*REQUIRED WORK:* Return exactly the span of lines in the following data that opens with the line containing "### LINKED ISSUE #4407: Move" and closes with the line containing "madmaxoft: Should still". Include nothing else.

»»

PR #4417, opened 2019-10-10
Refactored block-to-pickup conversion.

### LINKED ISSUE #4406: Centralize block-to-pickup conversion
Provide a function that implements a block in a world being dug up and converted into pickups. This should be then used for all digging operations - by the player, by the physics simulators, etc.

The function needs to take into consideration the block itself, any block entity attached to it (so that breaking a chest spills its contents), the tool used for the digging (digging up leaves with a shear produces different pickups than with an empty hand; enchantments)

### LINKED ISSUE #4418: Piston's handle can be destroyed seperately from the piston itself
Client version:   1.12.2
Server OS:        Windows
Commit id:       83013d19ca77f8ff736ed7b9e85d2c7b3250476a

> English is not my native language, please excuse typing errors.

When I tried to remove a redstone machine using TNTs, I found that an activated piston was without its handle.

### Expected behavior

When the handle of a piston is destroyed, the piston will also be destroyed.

««
»»

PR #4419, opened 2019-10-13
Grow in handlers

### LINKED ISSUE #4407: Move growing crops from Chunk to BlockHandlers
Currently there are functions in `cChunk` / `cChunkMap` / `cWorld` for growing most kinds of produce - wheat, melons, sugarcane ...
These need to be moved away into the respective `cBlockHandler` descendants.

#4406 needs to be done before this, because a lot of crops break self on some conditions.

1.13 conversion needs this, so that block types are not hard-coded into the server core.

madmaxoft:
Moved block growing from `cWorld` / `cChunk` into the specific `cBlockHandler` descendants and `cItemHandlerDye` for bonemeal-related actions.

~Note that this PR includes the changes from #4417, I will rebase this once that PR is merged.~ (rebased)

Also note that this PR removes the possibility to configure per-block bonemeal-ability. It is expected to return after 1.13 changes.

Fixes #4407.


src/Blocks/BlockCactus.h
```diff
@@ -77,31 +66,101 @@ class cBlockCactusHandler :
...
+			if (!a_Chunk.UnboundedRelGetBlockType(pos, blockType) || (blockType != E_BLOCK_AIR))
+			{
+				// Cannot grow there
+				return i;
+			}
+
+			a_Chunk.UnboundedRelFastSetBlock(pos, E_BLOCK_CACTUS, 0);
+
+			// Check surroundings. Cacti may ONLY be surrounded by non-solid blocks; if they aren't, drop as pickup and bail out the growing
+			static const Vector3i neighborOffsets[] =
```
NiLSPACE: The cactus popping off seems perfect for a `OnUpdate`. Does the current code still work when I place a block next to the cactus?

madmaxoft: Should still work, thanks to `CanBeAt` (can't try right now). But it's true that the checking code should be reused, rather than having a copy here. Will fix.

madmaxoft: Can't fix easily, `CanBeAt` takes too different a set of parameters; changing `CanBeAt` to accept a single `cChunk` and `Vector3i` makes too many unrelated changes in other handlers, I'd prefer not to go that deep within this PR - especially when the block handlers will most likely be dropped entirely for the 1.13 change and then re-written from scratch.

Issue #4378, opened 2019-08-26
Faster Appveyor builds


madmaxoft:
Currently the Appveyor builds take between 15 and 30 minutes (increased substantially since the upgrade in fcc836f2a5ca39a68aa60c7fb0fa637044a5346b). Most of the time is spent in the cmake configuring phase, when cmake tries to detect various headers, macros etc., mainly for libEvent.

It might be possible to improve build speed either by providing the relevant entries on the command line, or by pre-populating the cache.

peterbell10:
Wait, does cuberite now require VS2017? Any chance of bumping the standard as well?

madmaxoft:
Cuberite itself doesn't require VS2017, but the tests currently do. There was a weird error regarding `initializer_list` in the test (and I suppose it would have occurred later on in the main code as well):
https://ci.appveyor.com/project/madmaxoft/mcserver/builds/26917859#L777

««

*EXERCISE ANSWER:*
### LINKED ISSUE #4407: Move growing crops from Chunk to BlockHandlers
Currently there are functions in `cChunk` / `cChunkMap` / `cWorld` for growing most kinds of produce - wheat, melons, sugarcane ...
These need to be moved away into the respective `cBlockHandler` descendants.

#4406 needs to be done before this, because a lot of crops break self on some conditions.

1.13 conversion needs this, so that block types are not hard-coded into the server core.

madmaxoft:
Moved block growing from `cWorld` / `cChunk` into the specific `cBlockHandler` descendants and `cItemHandlerDye` for bonemeal-related actions.

~Note that this PR includes the changes from #4417, I will rebase this once that PR is merged.~ (rebased)

Also note that this PR removes the possibility to configure per-block bonemeal-ability. It is expected to return after 1.13 changes.

Fixes #4407.


src/Blocks/BlockCactus.h
```diff
@@ -77,31 +66,101 @@ class cBlockCactusHandler :
...
+			if (!a_Chunk.UnboundedRelGetBlockType(pos, blockType) || (blockType != E_BLOCK_AIR))
+			{
+				// Cannot grow there
+				return i;
+			}
+
+			a_Chunk.UnboundedRelFastSetBlock(pos, E_BLOCK_CACTUS, 0);
+
+			// Check surroundings. Cacti may ONLY be surrounded by non-solid blocks; if they aren't, drop as pickup and bail out the growing
+			static const Vector3i neighborOffsets[] =
```
NiLSPACE: The cactus popping off seems perfect for a `OnUpdate`. Does the current code still work when I place a block next to the cactus?

madmaxoft: Should still work, thanks to `CanBeAt` (can't try right now). But it's true that the checking code should be reused, rather than having a copy here. Will fix.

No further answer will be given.